Et puis chaque tailleur a ses points particuliers, des détails qui lui sont exclusifs : c’est le cran de revers chez Smalto, le gilet croisé à revers chez Caraceni, la ligne d’épaule chez Huntsman, le tombé de la veste chez Anderson & Sheppard, le soufflet intérieur et la mouche brodée de la fente de bas de pantalon chez Cifonelli, le pont de pantalon intérieur chez Arnys – aujourd’hui la grande mesure Berluti…
MB : Le gilet croisé à revers est impossible à faire, il n’y a que Caraceni qui le réussit parfaitement : ça n’a pas de prix, et pourtant ce n’est pas cher !
Et encore faut-il savoir de quel Caraceni on parle, parce qu’il y en a trois !
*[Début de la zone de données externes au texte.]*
PR #169, opened 2019-12-04
Opt-in multer

yskeat:


yskeat:
I will take a look at the test

yskeat:
After read multer source code, I will say that based on how multer implement, i think my approach is not possible. 
I will call off for this pull request.

cdimascio:
What did your discover that makes this not possible?

yskeat:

MB : C’est exact : celui où allait Niarchos, celui où allait St Laurent et celui où allait Agnelli. Caraceni m’expliquait un jour qu’au départ Niarchos s’était trompé d’atelier et était allé à celui de la place San Babilla.
Selon vous quel est le meilleur ?
MB : Pour moi ils sont tous bien, mais le meilleur est Fatebenefratelli. Celui qui a le plus de clientèle et le plus de succès, c’est Fatebenefratelli. Ils ont un grand coupeur, Mr. Pozzi, et surtout un tailleur qui fait les gilets dont vous rêvez. Et vous pouvez faire le déplacement pour l’avoir, parce que c’est comme un objet d’art, une structure. Clark Gable avait des gilets parfaitement coupés, et le gilet croisé à revers c’est spécial… Encore une fois : tout est question de coupe. Prenez les grands tailleurs de Savile Row dont vous me parliez : Huntsman a fait Sean Connery, Anderson & Sheppard le Prince Charles, ce sont les meilleurs
tailleurs. Et ce sont des coupes. En prêt-à-porter, les costumes Kiton sont bien coupés, mais il faut aimer l’épaule naturelle. Ca vous a plu et ça vous plait moins, parce que l’épaule à manches chemise fait un peu Rossellini 1950. C’était magnifique en 1950 mais on n’est plus en 1950 ! Aujourd’hui il y a plusieurs histoires dans un costume, mais on en revient toujours à la coupe. Un style a été magni- fique à un moment donné, aujourd’hui on dit qu’il est bien mais qu’il n’a pas évolué – mais est-ce bien ou pas ? C’est plus compliqué qu’il y paraît…
Vous avez aujourd’hui une clientèle très large, constituée de clients fidèles depuis des années mais aussi de jeunes, qui découvrent précisément toutes les possibilités de votre fabrication aux mesures.
MB : J’ai une deuxième clientèle. Les anciens et surtout les nouveaux, qui ont été séduits par de nouvelles coupes. Et qu’est ce qu’ils s’en fichent d’avoir des points à la main !
C’est une question de culture, et cela tient à une certaine méconnaissance de l’art tailleur, qui n’est plus transmise par les parents. Demandez à un jeune dans la rue ce que veut dire demi-mesure. Il ne sait pas ce que ça veut dire.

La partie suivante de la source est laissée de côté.